# What the exercise asks:
Nothing is to be altered; the data must be repeated exactly.

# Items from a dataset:
- - -
PR #52, opened 2021-07-25
implement login page high fidelity

brandonwong368:
### Notion ticket link

[Ticket Name](https://www.notion.so/uwblueprintexecs/086c1b564dbf478faa649a8880e34b81?v=9d3f8002a0d1477ba395616dfc082af7&p=e6a16dc2c0dd4c89adab2a8189da631e)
- - -
# Expected answer:
PR #52, opened 2021-07-25
implement login page high fidelity

brandonwong368:
### Notion ticket link

[Ticket Name](https://www.notion.so/uwblueprintexecs/086c1b564dbf478faa649a8880e34b81?v=9d3f8002a0d1477ba395616dfc082af7&p=e6a16dc2c0dd4c89adab2a8189da631e)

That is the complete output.